PR #6328, opened 2026-07-06
[NUOPEN-280]  Migrate easy date inputs to native picker

diebas:
# Notes

Switches the standalone (single-date) form fields across several admin screens from the jQuery datepicker to the browser's native date picker, so dates are submitted in a consistent (ISO) format.

# Screenshots

Before:
Screenshot 2026-07-06 at 6 08 19 PM

After:
Screenshot 2026-07-06 at 6 07 41 PM

### DIFF
--- a/app/controllers/facility_accounts_reconciliation_controller.rb
+++ b/app/controllers/facility_accounts_reconciliation_controller.rb
@@ -31,7 +31,12 @@ class FacilityAccountsReconciliationController < ApplicationController
   end
 
   def update
-    reconciled_at = params[:reconciled_at].presence&.to_date&.beginning_of_day
+    reconciled_at =
+      begin
+        params[:reconciled_at].presence&.to_date&.beginning_of_day
+      rescue ArgumentError
+        nil
+      end
     reconciler = OrderDetails::Reconciler.new(
       unreconciled_details,
       params[:order_detail],
--- a/app/controllers/facility_accounts_reconciliation_controller.rb
+++ b/app/controllers/facility_accounts_reconciliation_controller.rb
@@ -31,7 +31,7 @@ class FacilityAccountsReconciliationController < ApplicationController
   end
 
   def update
-    reconciled_at = parse_usa_date(params[:reconciled_at])
+    reconciled_at = params[:reconciled_at].presence&.to_date&.beginning_of_day
     reconciler = OrderDetails::Reconciler.new(
       unreconciled_details,
       params[:order_detail],
--- a/app/controllers/facility_accounts_reconciliation_controller.rb
+++ b/app/controllers/facility_accounts_reconciliation_controller.rb
@@ -31,12 +31,7 @@ class FacilityAccountsReconciliationController < ApplicationController
   end
 
   def update
-    reconciled_at =
-      begin
-        params[:reconciled_at].presence&.to_date&.beginning_of_day
-      rescue ArgumentError
-        nil
-      end
+    reconciled_at = parse_iso_date(params[:reconciled_at])&.beginning_of_day
     reconciler = OrderDetails::Reconciler.new(
       unreconciled_details,
       params[:order_detail],
--- a/app/controllers/orders_controller.rb
+++ b/app/controllers/orders_controller.rb
@@ -361,7 +361,7 @@ class OrdersController < ApplicationController
 
   def build_order_date
     if params[:order_date].present?
-      parse_usa_date(params[:order_date])
+      params[:order_date].to_date.beginning_of_day
     end
   end
 
--- a/app/controllers/orders_controller.rb
+++ b/app/controllers/orders_controller.rb
@@ -360,9 +360,7 @@ class OrdersController < ApplicationController
   end
 
   def build_order_date
-    if params[:order_date].present?
-      params[:order_date].to_date.beginning_of_day
-    end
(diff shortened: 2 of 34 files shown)


app/views/facility_accounts_reconciliation/_action_row.html.haml
```diff
@@ -17,10 +17,11 @@
...
           .col-md-4
-            = text_field_tag :reconciled_at,
-              format_usa_date(Time.current),
-              class: "datepicker__data form-control",
-              data: { min_date: unreconciled_order_details.map(&:journal_or_statement_date).min&.iso8601, max_date: Time.current.iso8601 }
+            = date_field_tag :reconciled_at,
+              Time.current.to_date.iso8601,
+              class: "form-control",
+              min: unreconciled_order_details.map(&:journal_or_statement_date).min&.to_date&.iso8601,
+              max: Time.current.to_date.iso8601
```
joaquinco: we shouldn't need to convert dates to iso format here, right?

joaquinco (commented):
I think we are missing changes to controllers and form classes where these dates are parsed (we should stop doing so)

LeticiaErrandonea:
Dev QA

In "Add to order" form, it looks too wide and also we no longer have a way of letting the user know what they're setting (no placeholder):
Before
image


After
image

LeticiaErrandonea:
Dev QA:

1. Added an item via the "Add to order" form with yesterday's date (2026-07-06).
image

2. Added another item with the pre-populated date.
3. When checking, the date is from June (2026-06-07).
image



I think it comes from https://github.com/wyeworks/nucore-open/blob/master/app/forms/add_to_order_form.rb#L204, which still parses the date.

app/models/valid_fulfilled_at_date.rb
LeticiaErrandonea, line 6: I think we don't need this anymore.

LeticiaErrandonea: nit: this should be ISO now, right?

app/controllers/facility_accounts_reconciliation_controller.rb
```diff
@@ -31,7 +31,12 @@ def index
   end
 
   def update
-    reconciled_at = parse_usa_date(params[:reconciled_at])
+    reconciled_at =
+      begin
+        params[:reconciled_at].presence&.to_date&.beginning_of_day
+      rescue ArgumentError
+        nil
+      end
```
joaquinco: can we use `parse_iso_date` here?

app/controllers/orders_controller.rb
```diff
@@ -361,7 +361,7 @@ def add_account_to_order(account)
 
   def build_order_date
     if params[:order_date].present?
-      parse_usa_date(params[:order_date])
+      params[:order_date].to_date.beginning_of_day
```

+++++

**THE TASK:**
Apply a filter for "right" to the entries and show each line that passes.

**TASK ANSWER:**
joaquinco: we shouldn't need to convert dates to iso format here, right?
LeticiaErrandonea: nit: this should be ISO now, right?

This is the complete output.